Data under study:
PR #584, opened 2021-12-02
chore: migrate to owlbot

Neenu1995:


eaball35 (approved):

Neenu1995:
Merge after Kristen reviews.

versions.txt
```diff
@@ -3,7 +3,5 @@
 
 google-cloud-datastore:2.2.0:2.2.1-SNAPSHOT
 google-cloud-datastore-bom:2.2.0:2.2.1-SNAPSHOT
-google-cloud-datastore-parent:2.2.0:2.2.1-SNAPSHOT
```
kolea2, line 6: @Neenu1995 can you take a look at why this was deleted?

kolea2 (changes requested):

versions.txt
Neenu1995: the parent version is same as the google-cloud-library version. Doesn't have to be tracked on versions.txt

kolea2 (approved):

PR #591, opened 2021-12-05
style: Fix 2 ErrorProneStyle findings

### LINKED ISSUE #590: Monorepo style suggested changes
Internally to Google, clshepherd / clrobot suggest changes to apply best practices. It made the following suggestions:

> Fix 2 ErrorProneStyle findings:
> * Constructors and methods with the same name should appear sequentially with no other code in between. Please re-order or re-name methods.
> * This catch block catches an exception and re-throws another, but swallows the caught exception rather than setting it as a cause. This can make debugging harder.

I'm not sure these are all available via the public errorprone module, but perhaps some would get caught upstream if it were installed per https://errorprone.info/docs/installation#maven.

Capstan:
* Constructors and methods with the same name should appear sequentially with no other code in between.
* This catch block catches an exception and re-throws another, but swallows the caught exception rather than setting it as a cause. This can make debugging harder.

Courtesy of clshepherd/clrobot in the monorepo.

Fixes #590.

### DIFF
--- a/datastore-v1-proto-client/src/main/java/com/google/datastore/v1/client/DatastoreHelper.java
+++ b/datastore-v1-proto-client/src/main/java/com/google/datastore/v1/client/DatastoreHelper.java
@@ -483,6 +483,16 @@ public final class DatastoreHelper {
     return Value.newBuilder().setTimestampValue(toTimestamp(date.getTime() * 1000L));
   }
 
+  /** Makes a GeoPoint value. */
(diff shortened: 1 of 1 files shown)


suztomo (dismissed):

kolea2 (approved):

alicejli:
going to open and reclose in attempt to retry the stuck tests.

PR #592, opened 2021-12-05
style: Add errorprone warnings.

Capstan:
This introduces use of the errorprone plugin as described at https://errorprone.info/docs/installation#maven. The warnings can then be addressed, `@SuppressWarnings(…)`ed, or if desired, have entire classes of warnings turned off. Then once the codebase is clean, the warnings can be treated as errors. This will reduce the drift between github and the monorepo, which generally tries to enforce errorprone cleanliness.

Related to #590.

### DIFF
--- a/pom.xml
+++ b/pom.xml
@@ -143,6 +143,7 @@
     <github.global.server>github</github.global.server>
     <site.installationModule>google-cloud-datastore-parent</site.installationModule>
     <project.javadoc.protobufBaseURL>https://googleapis.dev/java/google-api-grpc/latest</project.javadoc.protobufBaseURL>
+    <error-prone.version>2.10.0</error-prone.version>
   </properties>
 
   <dependencyManagement>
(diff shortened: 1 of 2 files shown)


Capstan:
I've adapted my original PR to use profiles to only apply ErrorProne to JDK 9 and beyond. I don't think the GraalVM test failure is my doing, as it appears to be missing some configuration file I've not touched. I believe this is ready for review.

google-cloud-datastore/pom.xml
```diff
@@ -16,6 +16,7 @@
   </parent>
   <properties>
     <site.installationModule>google-cloud-datastore</site.installationModule>
+    <error-prone.version>2.10.0</error-prone.version>
```
kolea2, line 19: is there any particular reason why this is declared in these two modules? It would be cleaner to declare this in the parent and have each module inherit and run the config: https://github.com/googleapis/java-datastore/blob/main/pom.xml

google-cloud-datastore/pom.xml
```diff
@@ -110,4 +111,54 @@
...
+                <arg>-J--add-opens=jdk.compiler/com.sun.tools.javac.code=ALL-UNNAMED</arg>
+                <arg>-J--add-opens=jdk.compiler/com.sun.tools.javac.comp=ALL-UNNAMED</arg>
+              </compilerArgs>
+              <annotationProcessorPaths>
+                <path>
+                  <groupId>com.google.errorprone</groupId>
+                  <artifactId>error_prone_core</artifactId>
+                  <version>${error-prone.version}</version>
+                </path>
+                <!-- Other annotation processors go here.
```
kolea2, line 152: is this comment relevant? Can we clean up?

google-cloud-datastore/pom.xml
kolea2: to be clear, I am referring to both the property definition as well as plugin definition.

google-cloud-datastore/pom.xml
Capstan: I can remove it; I didn't know if you'd all have a need for annotation processors so it was at least a nudge to check.

google-cloud-datastore/pom.xml
Capstan: Honestly, I was afraid it would affect the ability to run `mvn` in the child directory and I didn't know whether you wanted to preserve that behavior. I can centralize these settings.

kolea2: Typically all CI is run from the parent, so let's try centralizing it for consistency and see if we run into any issues.

google-cloud-datastore/pom.xml
kolea2: makes sense! I'd prefer to remove just to reduce some noise.

google-cloud-datastore/pom.xml
Capstan: Done.

google-cloud-datastore/pom.xml
Capstan: Done!

Capstan:
*ping*

suztomo (approved):

Capstan:
Oh, so close 😮

pom.xml
```diff
@@ -210,6 +211,51 @@
...
+        <jdk>[9,)</jdk>
+      </activation>
+      <build>
+        <plugins>
+          <plugin>
+            <groupId>org.apache.maven.plugins</groupId>
+            <artifactId>maven-compiler-plugin</artifactId>
+            <version>3.8.0</version>
+            <configuration>
+              <source>8</source>
```
kolea2, line 227: just curious if we need this since this profile is for jdk 9+ only?

kolea2 (approved):
LGTM with one remaining question

pom.xml
Capstan: Ah, possibly not. I think I can just use

```
<configuration>
  <release>9</release>
</configuration>
```

Lemme try that.

Capstan: Latest version uses that and seems to be fine with it.

kolea2: I think you can simply remove it? I was looking at https://github.com/googleapis/java-pubsublite/blob/adb22207fb3cba10de95a5e6399456d362408dd7/pom.xml#L166-L199

Capstan: I was under the understanding if you didn't have either `<source>` or `<target>` or `<release>`, the default behavior was that it was treated as Java 6 (i.e., 1.6), but perhaps that was in earlier releases of Java? Anyway, removing it also works.

kolea2 (approved):
LGTM, thanks!

PR #611, opened 2022-01-08
feat: add DatastoreAdmin client

sorced-jim:


README.md
```diff
@@ -213,15 +213,15 @@ Testing
 
 This library has tools to help write tests for code that uses the Datastore.
 
-See [TESTING.md](https://github.com/googleapis/google-cloud-java/blob/main/TESTING.md#testing-code-that-uses-datastore) to read more about testing.
+See [TESTING.md](https://github.com/googleapis/google-cloud-java/blob/master/TESTING.md#testing-code-that-uses-datastore) to read more about testing.
```
kolea2, line 216: I think these are reverting updates to the readme - can you remove these changes?

synth.metadata
```diff
@@ -4,26 +4,35 @@
       "git": {
         "name": ".",
         "remote": "https://github.com/googleapis/java-datastore.git",
-        "sha": "e08f9d93d8a8b912fffd602bed3189c1bed664a6"
+        "sha": "8985e685d8ce3d8c00d6d34ff13333bac6516b5f"
```
kolea2: I don't think this should be deleted

kolea2 (changes requested):
Can we revert any non admin changes? I see a lot of java proto-google-cloud-datastore-v1 updates that are adding a bunch of noise

synth.py
```diff
@@ -40,31 +40,83 @@
...
 
-for version in versions:
+def generate_client(service, version, proto_path=None, bazel_target=None, package=None):
   library = gapic.java_library(
       service=service,
       version=version,
-      bazel_target=f'//google/{service}/{version}:google-cloud-{service}-{version}-java',
-      proto_path=f'google/{service}/{version}',
+      proto_path=proto_path if proto_path else f'google/{service}/{version}',
+      bazel_target=bazel_target if bazel_target else f'//google/{service}/{version}:google-cloud-{service}-{version}-java',
```
kolea2: can we swap the order back to what it was to reduce the diff?

synth.py
```diff
@@ -40,31 +40,83 @@
...
 
   s.replace(
       library / f'proto-google-cloud-{service}-{version}-java/src/**/*.java',
       protobuf_header,
       f'{license_header}{protobuf_header}'
   )
 
-  # Datastore only generates protos
-  s.copy(library / f'proto-google-cloud-{service}-{version}-java/src', f'proto-google-cloud-{service}-{version}/src')
+  if service == "datastore-admin":
```
kolea2: These fixes can be refactored, see https://github.com/googleapis/java-bigtable/blob/main/synth.py#L123-L125 (fix_proto_headers and fix_grpc_headers).

kolea2 (changes requested):

PR #686, opened 2022-03-17
chore: Change the Codeowner to cloud-native-db-dpes

Mariatta:
Replaced `@googleapis/firestore-dpe` with `@googleapis/cloud-native-db-dpes`

### DIFF
--- a/.github/CODEOWNERS
+++ b/.github/CODEOWNERS
@@ -4,9 +4,9 @@
 # For syntax help see:
 # https://help.github.com/en/github/creating-cloning-and-archiving-repositories/about-code-owners#codeowners-syntax
 
-# The @googleapis/cloud-native-db-dpes is the default owner for changes in this repo
-*                       @googleapis/yoshi-java @googleapis/cloud-native-db-dpes
-**/*.java               @googleapis/cloud-native-db-dpes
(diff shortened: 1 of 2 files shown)


.github/CODEOWNERS
```diff
@@ -4,9 +4,9 @@
 # For syntax help see:
 # https://help.github.com/en/github/creating-cloning-and-archiving-repositories/about-code-owners#codeowners-syntax
 
-# The @googleapis/firestore-dpe is the default owner for changes in this repo
-*                       @googleapis/yoshi-java @googleapis/firestore-dpe
-**/*.java               @googleapis/firestore-dpe
+# The @googleapis/cloud-native-db-dpes is the default owner for changes in this repo
+*                       @googleapis/yoshi-java @googleapis/cloud-native-db-dpes
```
kolea2, line 8: we should have both teams rather than replace them

kolea2 (changes requested):

.github/CODEOWNERS
Mariatta: The `googleapis/firestore-dpe` team doesn't seem to exist 😅  that's why we're replacing it with the `cloud-native-db-dpes` team.

kolea2: oops sorry looked too quickly! That should be replaced with `api-firestore`

kolea2 (approved):

PR #712, opened 2022-04-18
feat: add ReadOption.ReadTime to support timestamp reads.

yixiaoshen:

### DIFF
--- a/google-cloud-datastore/src/main/java/com/google/cloud/datastore/ReadOption.java
+++ b/google-cloud-datastore/src/main/java/com/google/cloud/datastore/ReadOption.java
@@ -49,8 +49,8 @@ public abstract class ReadOption implements Serializable {
   }
 
   /**
-   * Reads entities as they were at the given time. This may not be older than 270 seconds.
-   * This value is only supported for Cloud Firestore in Datastore mode.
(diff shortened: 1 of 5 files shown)


kolea2 (commented):
looks good, can we also add an integration test?

google-cloud-datastore/src/main/java/com/google/cloud/datastore/ReadOption.java
```diff
@@ -57,6 +77,14 @@ public static EventualConsistency eventualConsistency() {
     return new EventualConsistency(true);
   }
 
+  /**
+   * Returns a {@code ReadOption} that specifies read time, allowing Datastore to return results
+   * from lookups and queries at a particular timestamp.
+   */
+  public static ReadTime readTime(Timestamp time) {
```
kolea2, line 84: please add `@BetaApi`

kolea2 (changes requested):

google-cloud-datastore/src/main/java/com/google/cloud/datastore/ReadOption.java
yixiaoshen: done

kolea2 (approved):

PR #129, opened 2018-01-23
enumeration added and replaced string with the related enum

atrozzo:

Link to Trello card 
https://trello.com/c/DfbiXbnl/27-sm-api-use-enumeration-for-possible-events-instead-of-current-strings-2

Replaced all the Strings that represent change of event in the message status, eg : Sent , Draft_Saved, Read , with an enumeration value that represent that String. 

**How to review**


secure_message/repository/modifier.py
```diff
@@ -3,6 +3,9 @@
 from flask import jsonify
 from structlog import wrap_logger
 from werkzeug.exceptions import InternalServerError
+
+from secure_message.common import events
```
AndrewTorrance: from secure_message.common import events is not needed as we are importing Events ?

rhiGriff:
Can we update the branch as well please?

warrenbailey:
Can you update the PR description too?

PR #131, opened 2018-01-26
Fix startup config errors

### LINKED ISSUE #130: Application fails to start using Dev and Test configs
The application fails to start unless *all* configuration requirements are set in the environment, even though under a dev and test environment the application should be using sensible defaults.

The behaviour is caused by [this](https://github.com/ONSdigital/ras-secure-message/blob/acb3d5f96eef0ecc4a1ac768bb3d9bc5b889e61c/config.py#L123) for loop.

Removing the for loop will allow the app to properly start up, however there should still be a check in a prod environment that those env vars are set, to ensure the app is correctly configured on startup.

JamesGardiner:

Fixes #130. Removes a for loop at the bottom of the config file that checked whether non default vars were set. This would always fail when running dev or test, as these environments expect the `TestConfig` and `DevConfig` config classes to be used.

This PR also removes workarounds put in place to mitigate this bug.

### DIFF
--- a/run_tests.py
+++ b/run_tests.py
@@ -7,12 +7,7 @@ if __name__ == "__main__":
     os.environ['APP_SETTINGS'] = 'TestConfig'
 
     # NB: the following are set to avoid MissingEnvironmentVariable being raised in config.py
-    os.environ['JWT_SECRET'] = 'testsecret'
-    os.environ['SECURITY_USER_NAME'] = 'admin'
     os.environ['SECURITY_USER_PASSWORD'] = 'secret'
-    os.environ['NOTIFICATION_API_KEY'] = 'test_notification_api_key'
-    os.environ['NOTIFICATION_TEMPLATE_ID'] = 'test_notification_template_id'
-    os.environ['SERVICE_ID'] = 'test_service_id'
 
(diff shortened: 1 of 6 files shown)


run_tests.py
```diff
@@ -7,12 +7,7 @@
     os.environ['APP_SETTINGS'] = 'TestConfig'
 
     # NB: the following are set to avoid MissingEnvironmentVariable being raised in config.py
-    os.environ['JWT_SECRET'] = 'testsecret'
```
insacuri: Not a problem per se, but this block was useful when getting this running as this repo doesn't hint at any sensible defaults for these.  Could you add something somewhere in this repo to let new devs get started (maybe in the readme)?

secure_message/authentication/jwt.py
```diff
@@ -12,7 +12,7 @@ def encode(data):
     """
     jwt_algorithm = current_app.config['SM_JWT_ALGORITHM']
     jwt_secret = current_app.config['SM_JWT_SECRET']
-
+    print(data)
```
necrophonic: Doesn't look like this should be here?

PR #134, opened 2018-01-29
implemented caching mechanism for uiid and ru already called for each…

atrozzo:
… request.

Link to Trello card : https://trello.com/c/EJbRooMU/29-use-local-per-request-cache-in-classes-that-interface-to-external-services-3

In party service I have stored the the uuid and the ru for each request, so that if the call for that specific id has been done, the stored party_data will be returned without calling the real service. 

**How to review**

### DIFF
--- a/secure_message/services/party_service.py
+++ b/secure_message/services/party_service.py
@@ -16,11 +16,6 @@ class PartyService:
 
     @staticmethod
     def get_url(api_param, code):
-        """
-        :param api_param: is the key configuration that represents part of the URI.
-        :param code: is the code to use in the url ( uuid or ru )
-        :return: a formatted url
-        """
         try:
             current_app.config[api_param].format(current_app.config['RAS_PARTY_SERVICE'], code)
         except KeyError:
@@ -45,10 +40,6 @@ class PartyService:
         return party_data.text, party_data.status_code
 
     def get_user_details(self, uuid):
-        """
-        :param uuid:
-        :return: Return user details , unless user is Bres in which case return constant data
-        """
         if uuid == constants.BRES_USER:
             party_dict = {"id": constants.BRES_USER,
                           "firstName": "BRES",
--- a/secure_message/services/party_service.py
+++ b/secure_message/services/party_service.py
@@ -17,7 +17,7 @@ class PartyService:
     @staticmethod
     def get_url(api_param, code):
         try:
-            current_app.config[api_param].format(current_app.config['RAS_PARTY_SERVICE'], code)
+            return current_app.config[api_param].format(current_app.config['RAS_PARTY_SERVICE'], code)
         except KeyError:
             raise KeyError(f"{api_param} not present")
 
@@ -28,7 +28,7 @@ class PartyService:
             logger.info("Party Service: retrieve party data using", ru=ru)
             party_data = requests.get(PartyService.get_url('RAS_PARTY_GET_BY_BUSINESS', ru),
                                       auth=current_app.config['BASIC_AUTH'], verify=False)
-            self.__business_details_cache.update(ru, party_data)
+            self.__business_details_cache[ru] = party_data
         else:
             party_data = self.__business_details_cache.get(ru)
 
@@ -54,7 +54,7 @@ class PartyService:
             logger.info("Party Service: retrieve party data using", uuid=uuid)
             party_data = requests.get(PartyService.get_url('RAS_PARTY_GET_BY_RESPONDENT', uuid),
                                       auth=current_app.config['BASIC_AUTH'], verify=False)
-            self.__users_cache.update(uuid, party_data)
+            self.__users_cache[uuid] = party_data
         else:
             party_data = self.__users_cache.get(uuid)
 
--- a/secure_message/services/party_service.py
+++ b/secure_message/services/party_service.py
@@ -10,18 +10,30 @@ logger = wrap_logger(logging.getLogger(__name__))
 
 
 class PartyService:
+
+    users_cache = dict()
+    business_details_cache = dict()
+
     @staticmethod
-    def get_business_details(ru):
+    def get_url(api_param, code):
+        """
+        :param api_param:  is the key configuration that that represent part or the URI .
+        :param code: is the code to use in the url ( uuid or ru )
+        :return: a formatted url
+        """
+        if current_app.config[api_param] is None or current_app.config['RAS_PARTY_SERVICE'] is None:
+            raise KeyError("%s not present" % api_param)
+        return current_app.config[api_param].format(current_app.config['RAS_PARTY_SERVICE'], code)
+
+    def get_business_details(self, ru):
         """Retrieves the business details from the party service"""
 
-        url = current_app.config['RAS_PARTY_GET_BY_BUSINESS'].format(current_app.config['RAS_PARTY_SERVICE'], ru)
-        party_data = requests.get(url, auth=current_app.config['BASIC_AUTH'], verify=False)
-
-        logger.debug('Party service get business details result',
-                     status_code=party_data.status_code,
-                     reason=party_data.reason,
-                     text=party_data.text,
-                     url=url)
+        if ru not in self.business_details_cache:
+            party_data = requests.get(PartyService.get_url('RAS_PARTY_GET_BY_BUSINESS', ru),
+                                      auth=current_app.config['BASIC_AUTH'], verify=False)
+            self.users_cache.update(ru, party_data)
+        else:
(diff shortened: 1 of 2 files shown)


secure_message/services/party_service.py
```diff
@@ -10,18 +10,30 @@
...
 
-        logger.debug('Party service get business details result',
-                     status_code=party_data.status_code,
-                     reason=party_data.reason,
-                     text=party_data.text,
-                     url=url)
+        if ru not in self.business_details_cache:
+            party_data = requests.get(PartyService.get_url('RAS_PARTY_GET_BY_BUSINESS', ru),
+                                      auth=current_app.config['BASIC_AUTH'], verify=False)
+            self.users_cache.update(ru, party_data)
```
jcox-dev: Would expect to be using the business details cache Inside the `get_business_details` method: `users_cache` -> `business_details_cache`. (Same again a couple of lines below).

secure_message/services/party_service.py
```diff
@@ -30,9 +42,11 @@ def get_business_details(ru):
         logger.error('Party service failed', status_code=party_data.status_code, text=party_data.text, ru=ru)
         return party_data.text, party_data.status_code
 
-    @staticmethod
-    def get_user_details(uuid):
-        """Return user details , unless user is Bres in which case return constant data"""
+    def get_user_details(self, uuid):
+        """
+        :param uuid:
+        :return: Return user details , unless user is Bres in which case return constant data
```
jcox-dev: Extra space after "details" and before ",".

secure_message/services/party_service.py
```diff
@@ -41,18 +55,16 @@ def get_user_details(uuid):
...
-                                  auth=current_app.config['BASIC_AUTH'],
-                                  verify=False)
-
-        logger.debug('Party get user details result',
-                     status_code=party_data.status_code,
-                     reason=party_data.reason,
-                     text=party_data.text,
-                     url=url)
+        if uuid not in self.users_cache:
+            logger.info("Executing call to the  party service ")
```
jcox-dev: Might be worth adding the `uuid` to the log here.

secure_message/services/party_service.py
```diff
@@ -10,18 +10,30 @@
 
 
 class PartyService:
+
+    users_cache = dict()
```
jcox-dev: Should these be prefixed with underscores (i.e.: `_users_cache`) if they're specific only to this class?

secure_message/services/party_service.py
```diff
@@ -10,18 +10,30 @@
...
+    business_details_cache = dict()
+
     @staticmethod
-    def get_business_details(ru):
-        """Retrieves the business details from the party service"""
+    def get_url(api_param, code):
+        """
+        :param api_param:  is the key configuration that that represent part or the URI .
```
JamesGardiner: Typo - two 'that's

secure_message/services/party_service.py
```diff
@@ -10,18 +10,30 @@
...
+        :param code: is the code to use in the url ( uuid or ru )
+        :return: a formatted url
+        """
+        if current_app.config[api_param] is None or current_app.config['RAS_PARTY_SERVICE'] is None:
+            raise KeyError("%s not present" % api_param)
```
JamesGardiner: This would be more Pythonic:

```Python
try:
    current_app.config[api_param].format(current_app.config['RAS_PARTY_SERVICE'], code)
except KeyError:
	raise KeyError(f"{api_param} not present")
```

secure_message/services/party_service.py
necrophonic: +1 Definitely need contexts in logging

secure_message/services/party_service.py
```diff
@@ -41,18 +55,16 @@ def get_user_details(uuid):
                           "telephone": "",
                           "status": "",
                           "sampleUnitType": "BI"}
+            logger.info("UUID is BRES")
```
necrophonic: No useful information in this log message

necrophonic:
Try to avoid commits with messages like "code review fixes" - every commit message should stand on it's own in the future away from the context of a PR. Squash commits if required.

secure_message/services/party_service.py
```diff
@@ -17,13 +17,14 @@ class PartyService:
     @staticmethod
     def get_url(api_param, code):
         """
-        :param api_param:  is the key configuration that that represent part or the URI .
+        :param api_param:  is the key configuration that represent part or the URI .
```
jcox-dev: Should this read "is the key configuration that represent**s** part **of** the URI"?

Extra space between "URI" and "."

secure_message/services/party_service.py
```diff
@@ -10,18 +10,31 @@
...
+    __users_cache = dict()
+    __business_details_cache = dict()
+
     @staticmethod
-    def get_business_details(ru):
-        """Retrieves the business details from the party service"""
+    def get_url(api_param, code):
+        """
+        :param api_param:  is the key configuration that represent part or the URI .
+        :param code: is the code to use in the url ( uuid or ru )
```
jcox-dev: Extra space between parentheses -> (uuid or ru)

secure_message/services/party_service.py
```diff
@@ -10,18 +10,31 @@
...
+
+    __users_cache = dict()
+    __business_details_cache = dict()
+
     @staticmethod
-    def get_business_details(ru):
-        """Retrieves the business details from the party service"""
+    def get_url(api_param, code):
+        """
+        :param api_param:  is the key configuration that represent part or the URI .
```
jcox-dev: To stay consistent with the rest of the docstrings, it's probably worth dropping the space and "." from the end of this line.

secure_message/services/party_service.py
jcox-dev: ^ still present

secure_message/services/party_service.py
atrozzo: I wonder if this is the pep8 . Imean comments are not code !

jcox-dev: No, not PEP8. Changes requested for consistent grammar.

secure_message/services/party_service.py
```diff
@@ -59,7 +60,7 @@ def get_user_details(self, uuid):
             return party_dict, 200
 
         if uuid not in self.__users_cache:
-            logger.info("Executing call to the  party service ")
+            logger.info("Party Service: retrieve party data using", uuid=uuid)
```
jcox-dev: We can drop the "using" here as the `uuid` is now separate from this statement.

secure_message/services/party_service.py
```diff
@@ -30,6 +30,7 @@ def get_business_details(self, ru):
         """Retrieves the business details from the party service"""
 
         if ru not in self.__business_details_cache:
+            logger.info("Party Service: retrieve party data using", ru=ru)
```
jcox-dev: We can drop the "using" here as the `ru` is now separate from this statement.

necrophonic:
Changelog missing/not updated

secure_message/services/party_service.py
```diff
@@ -10,18 +10,27 @@
 
 
 class PartyService:
+
+    __users_cache = dict()
```
JamesGardiner: Generally the syntax for such operations is `my_var = {}`. This is both faster and generally more widely used. See this for an analysis of the performance https://doughellmann.com/blog/2012/11/12/the-performance-impact-of-using-dict-instead-of-in-cpython-2-7-2/ (it is for Python 2.7.2 so a little outdated now)

JamesGardiner: What is the reason for making these private? Generally the only use case for dunderscores is the following:

"If your class is intended to be subclassed, and you have attributes that you do not want subclasses to use, consider naming them with double leading underscores and no trailing underscores. This invokes Python's name mangling algorithm, where the name of the class is mangled into the attribute name. This helps avoid attribute name collisions should subclasses inadvertently contain attributes with the same name." - see [pep8](https://www.python.org/dev/peps/pep-0008/#designing-for-inheritance) for more details

secure_message/services/party_service.py
atrozzo: nope sorry I am not going to change it.

warrenbailey:
@necrophonic at the minute none of the RAS/RM repositories have CHANGELOG files. I think there should be a tasks created to add them. It shouldn't fall to this PR to add it.

warrenbailey:
I'm happy with this PR once @JamesGardiner comments have been address, once the log message requested by @jcox-dev is updated and once the tests pass.

The changelog will be added in a separate PR.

Task instructions: The string to find is "them"; copy every line of the listing that has it.

Answer:
kolea2, line 8: we should have both teams rather than replace them
"If your class is intended to be subclassed, and you have attributes that you do not want subclasses to use, consider naming them with double leading underscores and no trailing underscores. This invokes Python's name mangling algorithm, where the name of the class is mangled into the attribute name. This helps avoid attribute name collisions should subclasses inadvertently contain attributes with the same name." - see [pep8](https://www.python.org/dev/peps/pep-0008/#designing-for-inheritance) for more details
@necrophonic at the minute none of the RAS/RM repositories have CHANGELOG files. I think there should be a tasks created to add them. It shouldn't fall to this PR to add it.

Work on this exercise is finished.